▸ What the task asks
Which lines run from the start of the data below to the line containing "- [x] Test more"? Set them down exactly, with none added.

━━━━━━

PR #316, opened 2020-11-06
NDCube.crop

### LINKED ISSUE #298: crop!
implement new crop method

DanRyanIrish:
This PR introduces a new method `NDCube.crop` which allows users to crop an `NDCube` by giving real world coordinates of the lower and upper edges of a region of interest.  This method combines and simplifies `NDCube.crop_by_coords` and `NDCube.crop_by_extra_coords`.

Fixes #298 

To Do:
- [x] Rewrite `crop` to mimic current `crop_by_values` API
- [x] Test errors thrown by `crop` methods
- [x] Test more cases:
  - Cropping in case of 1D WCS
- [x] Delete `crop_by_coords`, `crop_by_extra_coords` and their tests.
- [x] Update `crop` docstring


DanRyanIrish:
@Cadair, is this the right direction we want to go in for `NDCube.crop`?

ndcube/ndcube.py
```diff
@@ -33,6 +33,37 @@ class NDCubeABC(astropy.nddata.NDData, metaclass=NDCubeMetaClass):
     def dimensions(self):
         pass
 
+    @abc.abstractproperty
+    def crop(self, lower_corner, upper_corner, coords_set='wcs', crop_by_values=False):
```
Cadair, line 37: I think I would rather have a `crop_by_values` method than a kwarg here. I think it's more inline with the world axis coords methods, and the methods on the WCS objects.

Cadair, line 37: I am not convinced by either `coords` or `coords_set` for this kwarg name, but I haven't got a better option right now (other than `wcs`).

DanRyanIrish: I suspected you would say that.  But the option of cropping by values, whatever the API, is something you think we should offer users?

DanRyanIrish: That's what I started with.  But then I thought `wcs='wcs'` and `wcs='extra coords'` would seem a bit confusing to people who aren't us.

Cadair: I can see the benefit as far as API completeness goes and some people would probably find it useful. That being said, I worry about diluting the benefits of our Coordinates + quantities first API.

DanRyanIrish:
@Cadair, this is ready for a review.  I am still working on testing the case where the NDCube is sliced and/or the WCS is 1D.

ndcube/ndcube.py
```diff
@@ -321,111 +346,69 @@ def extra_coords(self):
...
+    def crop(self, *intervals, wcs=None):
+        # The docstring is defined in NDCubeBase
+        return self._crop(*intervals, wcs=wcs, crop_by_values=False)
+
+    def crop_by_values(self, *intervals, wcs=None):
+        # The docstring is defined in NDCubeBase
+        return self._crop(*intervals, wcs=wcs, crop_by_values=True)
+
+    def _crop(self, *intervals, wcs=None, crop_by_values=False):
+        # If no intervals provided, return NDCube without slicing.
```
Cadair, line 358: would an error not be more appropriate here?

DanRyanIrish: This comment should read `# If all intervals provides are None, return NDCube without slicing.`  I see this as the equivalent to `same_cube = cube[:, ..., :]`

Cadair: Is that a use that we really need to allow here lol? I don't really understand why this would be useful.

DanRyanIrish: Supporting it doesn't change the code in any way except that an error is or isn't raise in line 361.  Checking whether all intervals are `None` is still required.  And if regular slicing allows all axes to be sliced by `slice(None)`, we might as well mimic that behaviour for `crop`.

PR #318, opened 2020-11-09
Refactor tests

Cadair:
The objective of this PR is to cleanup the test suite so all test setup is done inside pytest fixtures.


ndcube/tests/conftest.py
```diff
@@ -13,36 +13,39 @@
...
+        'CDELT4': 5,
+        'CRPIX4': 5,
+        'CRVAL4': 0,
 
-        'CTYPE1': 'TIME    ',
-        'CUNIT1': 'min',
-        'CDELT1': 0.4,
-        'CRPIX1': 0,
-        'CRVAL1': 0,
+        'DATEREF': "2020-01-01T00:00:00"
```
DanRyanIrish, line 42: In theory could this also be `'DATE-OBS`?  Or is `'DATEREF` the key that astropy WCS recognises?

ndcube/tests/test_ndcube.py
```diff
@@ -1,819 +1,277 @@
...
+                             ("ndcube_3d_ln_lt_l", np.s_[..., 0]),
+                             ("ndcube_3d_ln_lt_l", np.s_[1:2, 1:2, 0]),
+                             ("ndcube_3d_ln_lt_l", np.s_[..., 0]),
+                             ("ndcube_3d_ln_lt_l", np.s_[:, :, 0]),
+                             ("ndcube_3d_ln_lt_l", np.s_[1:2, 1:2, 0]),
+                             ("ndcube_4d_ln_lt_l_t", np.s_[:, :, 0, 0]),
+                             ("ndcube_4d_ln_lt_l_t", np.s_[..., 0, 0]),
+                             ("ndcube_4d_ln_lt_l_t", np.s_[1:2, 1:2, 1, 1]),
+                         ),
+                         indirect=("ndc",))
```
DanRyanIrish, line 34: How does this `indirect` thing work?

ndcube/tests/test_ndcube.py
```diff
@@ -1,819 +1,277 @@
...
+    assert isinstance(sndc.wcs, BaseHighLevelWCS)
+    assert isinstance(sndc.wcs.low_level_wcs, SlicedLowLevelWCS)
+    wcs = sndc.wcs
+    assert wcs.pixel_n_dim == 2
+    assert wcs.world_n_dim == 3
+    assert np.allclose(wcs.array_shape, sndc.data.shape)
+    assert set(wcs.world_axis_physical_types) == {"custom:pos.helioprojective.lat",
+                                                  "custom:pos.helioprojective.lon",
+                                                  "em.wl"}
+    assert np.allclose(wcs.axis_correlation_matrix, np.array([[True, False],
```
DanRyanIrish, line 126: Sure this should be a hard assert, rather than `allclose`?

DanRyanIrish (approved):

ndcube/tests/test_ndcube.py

━━━━━━

▸ Solution for this problem
PR #316, opened 2020-11-06
NDCube.crop

### LINKED ISSUE #298: crop!
implement new crop method

DanRyanIrish:
This PR introduces a new method `NDCube.crop` which allows users to crop an `NDCube` by giving real world coordinates of the lower and upper edges of a region of interest.  This method combines and simplifies `NDCube.crop_by_coords` and `NDCube.crop_by_extra_coords`.

Fixes #298 

To Do:
- [x] Rewrite `crop` to mimic current `crop_by_values` API
- [x] Test errors thrown by `crop` methods
- [x] Test more cases:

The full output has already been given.